Free-market advocates see the oversupply as an unavoidable effect of economic progress. The end of export quotas allowed Brazil to boost mechanized production and encouraged Vietnam to plunge into planting coffee with cheap labor and low-quality beans. The glut, says Brink Lindsey, a Cato Institute trade expert, is "a signal to high-cost producers for example, in Central America to supply a higher value product or exit the market." Free traders fear Fair Trade premiums could spur even more production. Their solution to the crisis: encourage more Java drinking. In Veracruz, however, and among at least some of the 674,000 farmers who belong to Fair Trade co-ops worldwide, politics and economics intersect for a better life. The Huatusco co-op is building health centers and schoolrooms. The extra money also allows it to focus on the complexities of picking, depulping, fermenting, washing, drying, husking and sorting with the meticulousness that the gourmet market demands.

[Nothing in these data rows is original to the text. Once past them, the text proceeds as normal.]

PR #1074, opened 2021-03-15
CommandSet Settables

### LINKED ISSUE #965: Allow CommandSets to have their own user-settable settings
Currently `do_set` is limited to attributes of `cmd2.Cmd` classes. Make it possible for attributes of `CommandSet` to also be settable.

anselor:
- Each CommandSet has its own settables.
- Renamed attribute settables to _settables and added a new settables property that combines cmd2's _settables with the ones from all CommandSets
- New cmd2.Cmd attribute always_prefix_settables will prepend all settables from CommandSets with a settable_prefix provided by each CommandSet
- Settable now allows you to route to any attribute on any object - it doesn't have to be an attribute of Cmd or CommandSet. It also allows the name presented to the user to be different from the name of the underlying attribute.

Also make some progress addressing mypy validation issues in a few files. 

Closes #965

### DIFF
--- a/cmd2/ansi.py
+++ b/cmd2/ansi.py
@@ -230,7 +230,7 @@ def style_aware_write(fileobj: IO[str], msg: str) -> None:
     fileobj.write(msg)
 
 
-def fg_lookup(fg_name: Union[str, fg]) -> Fore:
+def fg_lookup(fg_name: Union[str, fg]) -> str:
     """
     Look up ANSI escape codes based on foreground color name.
 
@@ -239,16 +239,16 @@ def fg_lookup(fg_name: Union[str, fg]) -> Fore:
     :raises: ValueError: if the color cannot be found
     """
     if isinstance(fg_name, fg):
-        return fg_name.value
+        return str(fg_name.value)
 
     try:
         ansi_escape = fg[fg_name.lower()].value
     except KeyError:
         raise ValueError('Foreground color {!r} does not exist; must be one of: {}'.format(fg_name, fg.colors()))
-    return ansi_escape
+    return str(ansi_escape)
 
 
-def bg_lookup(bg_name: Union[str, bg]) -> Back:
+def bg_lookup(bg_name: Union[str, bg]) -> str:
     """
     Look up ANSI escape codes based on background color name.
 
@@ -257,13 +257,13 @@ def bg_lookup(bg_name: Union[str, bg]) -> Back:
     :raises: ValueError: if the color cannot be found
     """
     if isinstance(bg_name, bg):
-        return bg_name.value
+        return str(bg_name.value)
 
     try:
         ansi_escape = bg[bg_name.lower()].value
     except KeyError:
         raise ValueError('Background color {!r} does not exist; must be one of: {}'.format(bg_name, bg.colors()))
-    return ansi_escape
+    return str(ansi_escape)
 
 
 # noinspection PyShadowingNames
@@ -292,13 +292,13 @@ def style(
     :return: the stylized string
     """
     # List of strings that add style
-    additions = []
+    additions: List[str] = []
 
     # List of strings that remove style
-    removals = []
+    removals: List[str] = []
 
     # Convert the text object into a string if it isn't already one
-    text = "{}".format(text)
+    text_formatted = "{}".format(text)
 
     # Process the style settings
     if fg:
@@ -322,7 +322,7 @@ def style(
         removals.append(UNDERLINE_DISABLE)
 
     # Combine the ANSI style sequences with the text
-    return cast(str, "".join(additions) + text + "".join(removals))
+    return "".join(additions) + text_formatted + "".join(removals)
 
 
 # Default styles for printing strings of various types.
--- a/cmd2/ansi.py
+++ b/cmd2/ansi.py
@@ -13,15 +13,16 @@ from typing import (
     Any,
     List,
     Union,
+    cast,
 )
 
-import colorama
+import colorama  # type: ignore [import]
 from colorama import (
     Back,
     Fore,
     Style,
 )
-from wcwidth import (
+from wcwidth import (  # type: ignore [import]
     wcswidth,
 )
 
@@ -86,14 +87,14 @@ class ColorBase(Enum):
         Support building a color string when self is the left operand
         e.g. fg.blue + "hello"
         """
-        return str(self) + other
+        return cast(str, str(self) + other)
 
     def __radd__(self, other: Any) -> str:
         """
         Support building a color string when self is the right operand
         e.g. "hello" + fg.reset
         """
-        return other + str(self)
+        return cast(str, other + str(self))
 
     @classmethod
     def colors(cls) -> List[str]:
@@ -194,7 +195,7 @@ def style_aware_wcswidth(text: str) -> int:
              then this function returns -1. Replace tabs with spaces before calling this.
     """
     # Strip ANSI style sequences since they cause wcswidth to return -1
-    return wcswidth(strip_style(text))
+    return cast(int, wcswidth(strip_style(text)))
 
 
 def widest_line(text: str) -> int:
@@ -217,7 +218,7 @@ def widest_line(text: str) -> int:
     return max(lines_widths)
 
 
-def style_aware_write(fileobj: IO, msg: str) -> None:
+def style_aware_write(fileobj: IO[str], msg: str) -> None:
     """
     Write a string to a fileobject and strip its ANSI style sequences if required by allow_style setting
 
@@ -229,7 +230,7 @@ def style_aware_write(fileobj: IO, msg: str) -> None:
     fileobj.write(msg)
 
 
-def fg_lookup(fg_name: Union[str, fg]) -> str:
+def fg_lookup(fg_name: Union[str, fg]) -> Fore:
     """
     Look up ANSI escape codes based on foreground color name.
 
@@ -247,7 +248,7 @@ def fg_lookup(fg_name: Union[str, fg]) -> str:
     return ansi_escape
 
 
-def bg_lookup(bg_name: Union[str, bg]) -> str:
+def bg_lookup(bg_name: Union[str, bg]) -> Back:
     """
     Look up ANSI escape codes based on background color name.
 
@@ -321,7 +322,7 @@ def style(
         removals.append(UNDERLINE_DISABLE)
 
     # Combine the ANSI style sequences with the text
-    return "".join(additions) + text + "".join(removals)
+    return cast(str, "".join(additions) + text + "".join(removals))
 
 
 # Default styles for printing strings of various types.
@@ -400,4 +401,4 @@ def set_title_str(title: str) -> str:
     :param title: new title for the window
     :return: string to write to sys.stderr in order to set the window title to the desired test
     """
-    return colorama.ansi.set_title(title)
+    return cast(str, colorama.ansi.set_title(title))
--- a/cmd2/argparse_custom.py
+++ b/cmd2/argparse_custom.py
@@ -203,12 +203,15 @@ from gettext import (
     gettext,
 )
 from typing import (
+    IO,
     Any,
     Callable,
+    Dict,
     Iterable,
     List,
     NoReturn,
     Optional,
+    Sequence,
     Tuple,
     Type,
     Union,
@@ -219,6 +222,15 @@ from . import (
     ansi,
     constants,
 )
+
+try:
+    from typing import (
+        Protocol,
+    )
+except ImportError:
+    from typing_extensions import (  # type: ignore[misc]
+        Protocol,
+    )
 
 ############################################################################################################
 # The following are names of custom argparse argument attributes added by cmd2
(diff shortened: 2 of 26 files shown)


cmd2/cmd2.py
```diff
@@ -575,6 +580,15 @@ def register_command_set(self, cmdset: CommandSet) -> None:
         if type(cmdset) in existing_commandset_types:
             raise CommandSetRegistrationError('CommandSet ' + type(cmdset).__name__ + ' is already installed')
 
+        if self.always_prefix_settables:
+            if len(cmdset.settable_prefix.strip()) == 0:
```
kmvanbrunt, line 584: Can this be `if not cmdset.settable_prefix.strip()` instead?

cmd2/cmd2.py
```diff
@@ -575,6 +580,15 @@ def register_command_set(self, cmdset: CommandSet) -> None:
...
+                raise CommandSetRegistrationError('CommandSet settable prefix must not be empty')
+        else:
+            all_settables = self.settables
+            for key in cmdset.settables.keys():
```
kmvanbrunt, line 588: Can this be combined into the following?
`if any(key in all_settables for key in cmdset.settables.keys()):`

cmd2/cmd2.py
```diff
@@ -888,13 +902,30 @@ def _unregister_subcommands(self, cmdset: Union[CommandSet, 'Cmd']) -> None:
                     action.remove_parser(subcommand_name)
                     break
 
+    @property
+    def settables(self) -> Mapping[str, Settable]:
```
kmvanbrunt, line 906: This needs a docstring

cmd2/cmd2.py
```diff
@@ -888,13 +902,30 @@ def _unregister_subcommands(self, cmdset: Union[CommandSet, 'Cmd']) -> None:
...
+
     def add_settable(self, settable: Settable) -> None:
         """
         Convenience method to add a settable parameter to ``self.settables``
 
         :param settable: Settable object being added
         """
-        self.settables[settable.name] = settable
+        if not self.always_prefix_settables:
+            if settable.name in self.settables.keys() and settable.name not in self._settables.keys():
```
kmvanbrunt, line 924: Doesn't `self.settables` also include `self._settables`? Can the name be in one and not the other?

cmd2/cmd2.py
```diff
@@ -3712,29 +3743,23 @@ def do_set(self, args: argparse.Namespace) -> None:
         if args.param:
             try:
                 settable = self.settables[args.param]
+                if settable.settable_obj is None:
```
kmvanbrunt, line 3746: Why would settable_obj be None?

cmd2/command_definition.py
```diff
@@ -126,3 +133,36 @@ def on_unregistered(self) -> None:
...
+        Convenience method to add a settable parameter to the CommandSet
+
+        :param settable: Settable object being added
+        """
+        if self._cmd and not self._cmd.always_prefix_settables:
+            if settable.name in self._cmd.settables.keys() and settable.name not in self._settables.keys():
+                raise KeyError(f'Duplicate settable: {settable.name}')
+        if settable.settable_obj is None:
+            settable.settable_obj = self
+        self._settables[settable.name] = settable
```
kmvanbrunt, line 156: Does this consider the case where two CommandSets used the same prefix and the same setting name?

cmd2/utils.py
```diff
@@ -93,18 +97,20 @@ def str_to_bool(val: str) -> bool:
...
         *,
-        onchange_cb: Callable[[str, Any, Any], Any] = None,
-        choices: Iterable = None,
-        choices_provider: Optional[Callable] = None,
-        completer: Optional[Callable] = None
+        settable_object: Optional[object] = None,
+        settable_attrib_name: Optional[str] = None,
+        onchange_cb: Optional[Callable[[str, Any, Any], Any]] = None,
+        choices: Optional[Iterable[Any]] = None,
+        choices_provider: Optional[Callable[[], List[str]]] = None,
```
kmvanbrunt, line 112: Same issue about arg_tokens dictionary. See above.

cmd2/utils.py
```diff
@@ -93,18 +97,20 @@ def str_to_bool(val: str) -> bool:
...
+        completer: Optional[Callable[[str, str, int, int], List[str]]] = None
```
kmvanbrunt, line 113: Same issue about arg_tokens dictionary. See above.

cmd2/utils.py
```diff
@@ -93,18 +97,20 @@ def str_to_bool(val: str) -> bool:
...
         name: str,
-        val_type: Callable,
+        val_type: Union[Type[Any], Callable[[Any], Any]],
         description: str,
         *,
-        onchange_cb: Callable[[str, Any, Any], Any] = None,
-        choices: Iterable = None,
-        choices_provider: Optional[Callable] = None,
-        completer: Optional[Callable] = None
+        settable_object: Optional[object] = None,
```
kmvanbrunt, line 108: What is the use case for this being None?

cmd2/utils.py
```diff
@@ -210,13 +213,16 @@ def is_text_file(file_path: str) -> bool:
...
+
+
+def remove_duplicates(list_to_prune: List[_T]) -> List[_T]:
     """Removes duplicates from a list while preserving order of the items.
 
     :param list_to_prune: the list being pruned of duplicates
     :return: The pruned list
     """
-    temp_dict = collections.OrderedDict()
+    temp_dict: collections.OrderedDict[_T, Any] = collections.OrderedDict()
```
kmvanbrunt, line 225: We can remove OrderedDict usage now that we are on Python 3.6.

cmd2/utils.py
```diff
@@ -441,7 +447,7 @@ class StdSim:
     Stores contents in internal buffer and optionally echos to the inner stream it is simulating.
     """
 
-    def __init__(self, inner_stream, *, echo: bool = False, encoding: str = 'utf-8', errors: str = 'replace') -> None:
+    def __init__(self, inner_stream: TextIO, *, echo: bool = False, encoding: str = 'utf-8', errors: str = 'replace') -> None:
```
kmvanbrunt, line 450: inner_stream can also be a StdSim

cmd2/utils.py
```diff
@@ -509,11 +515,11 @@ def line_buffering(self) -> bool:
         when running unit tests because pytest sets stdout to a pytest EncodedFile object.
         """
         try:
-            return self.inner_stream.line_buffering
+            return bool(self.inner_stream.line_buffering)
```
kmvanbrunt, line 518: Isn't line_buffering already a bool?

cmd2/utils.py
```diff
@@ -1054,13 +1060,13 @@ def categorize(func: Union[Callable, Iterable[Callable]], category: str) -> None
         for item in func:
             setattr(item, constants.CMD_ATTR_HELP_CATEGORY, category)
     else:
-        if inspect.ismethod(func):
-            setattr(func.__func__, constants.CMD_ATTR_HELP_CATEGORY, category)
+        if inspect.ismethod(func) and hasattr(func, '__func__'):
```
kmvanbrunt, line 1063: Why this extra check?

kmvanbrunt (changes requested):

cmd2/utils.py
anselor: Apparently it's `int` on one of the versions of python we're using.

cmd2/ansi.py
```diff
@@ -229,7 +230,7 @@ def style_aware_write(fileobj: IO, msg: str) -> None:
     fileobj.write(msg)
 
 
-def fg_lookup(fg_name: Union[str, fg]) -> str:
+def fg_lookup(fg_name: Union[str, fg]) -> Fore:
```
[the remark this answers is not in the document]
anselor: We weren't returning a string. I can change it to return a string.

cmd2/argparse_custom.py
```diff
@@ -287,7 +292,11 @@ class ChoicesCallable:
     While argparse has the built-in choices attribute, it is limited to an iterable.
     """
 
-    def __init__(self, is_completer: bool, to_call: Callable):
+    def __init__(
+        self,
+        is_completer: bool,
+        to_call: Union[Callable[[], List[str]], Callable[[str, str, int, int], List[str]]],
```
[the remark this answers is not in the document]
anselor: ok, to support this I'm going to need to declare a callback Protocol I think.

cmd2/cmd2.py
anselor: Yes, because self.settables is now a property that aggregates settables in cmd2 and in each CommandSet.

cmd2/cmd2.py
anselor: The Settable class doesn't require the settable_obj to be set. For legacy purposes, anything without a defined object is assumed to be the the thing the settable is added to.

cmd2/command_definition.py
anselor: No. We can either add a check to prevent 2 commandsets from using the same prefix (easy) or do more complex checking.

cmd2/utils.py
anselor: All legacy settables have this set to None.

cmd2/utils.py
anselor: I can take that out. I was trying to get around a mypy error and ended up just telling it to ignore it.

cmd2/utils.py
kmvanbrunt: Nevermind, we should keep OrderedDict for non-CPython environments where dictionaries may not preserve insertion order.

cmd2/cmd2.py
anselor: It can - but it makes 'key' inaccessible to the exception being raised.

cmd2/cmd2.py
anselor: Thinking about this more, this is a lot less likely since I 'broke' the existing API. However I think this will still be necessary in case people don't use the `add_settable` function.

tleonhardt (approved):

cmd2/ansi.py
```diff
@@ -86,14 +87,14 @@ def __add__(self, other: Any) -> str:
         Support building a color string when self is the left operand
         e.g. fg.blue + "hello"
         """
-        return str(self) + other
+        return cast(str, str(self) + other)
```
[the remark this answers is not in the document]
anselor: Python cast is just a function that returns your value with a matching type decorator. No operation is performed.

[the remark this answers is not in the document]
tleonhardt: Interesting.  Well, I learned something today ;-)

tleonhardt (changes requested):
The CHANGELOG needs an update related to backwards incompatible changes present in this PR

cmd2/cmd2.py
```diff
@@ -3712,29 +3802,22 @@ def do_set(self, args: argparse.Namespace) -> None:
         if args.param:
             try:
                 settable = self.settables[args.param]
+                # For legacy reasons, in case developers don't switch to use the add_settable function
```
kmvanbrunt, line 3805: Is this comment necessary?

kmvanbrunt (changes requested):

cmd2/cmd2.py
anselor: The settables property returns all settables in Cmd as well as all CommandSets. `self._settables` is only what's Cmd.

cmd2/ansi.py
```diff
@@ -291,13 +292,13 @@ def style(
...
-    additions = []
+    additions: List[str] = []
 
     # List of strings that remove style
-    removals = []
+    removals: List[str] = []
 
     # Convert the text object into a string if it isn't already one
-    text = "{}".format(text)
+    text_formatted = "{}".format(text)
```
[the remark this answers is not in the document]
anselor: Yes, the variable can only have one type associated. Mypy doesn't like the type changing partway through.

cmd2/cmd2.py
kmvanbrunt: Sorry, I get it now.

cmd2/argparse_custom.py
```diff
@@ -281,13 +296,37 @@ def __init__(self, value: object, desc: str = '', *args) -> None:
 ############################################################################################################
 # Class and functions related to ChoicesCallable
 ############################################################################################################
+
+
+class ChoicesCallableFunc(Protocol):
+    def __call__(self, *, arg_tokens: Dict[str, List[str]]) -> List[str]:
```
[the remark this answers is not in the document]
anselor: We will likely need to refine this as we get further along in getting all of the annotations correct.

cmd2/cmd2.py
anselor: no

cmd2/argparse_custom.py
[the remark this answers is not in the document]
anselor: There are now 2 forms of each of these.

kmvanbrunt (approved):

Global agriculture is hardly an exercise in unfettered capitalism. Vietnam's coffee planting was funded by government loans. In the U.S., grain farmers fatten themselves on $180 billion in subsidies. And sugar in America costs nearly twice the world price because of protective quotas that mainly benefit corporate farmers.
Increasingly, politically correct labels are becoming a brand attribute no different from price, performance or advertising. Organic certification is growing exponentially as consumers seek to avoid pesticides; 85% of Fair Trade coffee in the U.S. is also organic. Most tuna fish is labeled dolphin safe caught without netting the popular sea mammals. The Rugmark label promises carpets woven without child labor. Activists persuaded Home Depot to sell wood that is certified as sustainably harvested, avoiding the razing of endangered forests. And environmental groups label some coffee shade grown, bird friendly or Rain Forest Alliance certified if it protects wildlife.
Meanwhile, the Fair Trade seal has expanded to tea, chocolate and bananas. Mangoes, pineapples and grapes are short-listed. It won't necessarily improve the flavor of those products, but for many consumers, it will leave a better taste in their mouth when they make a purchase. And if the grocer stands to make more profit, capitalism will be served too.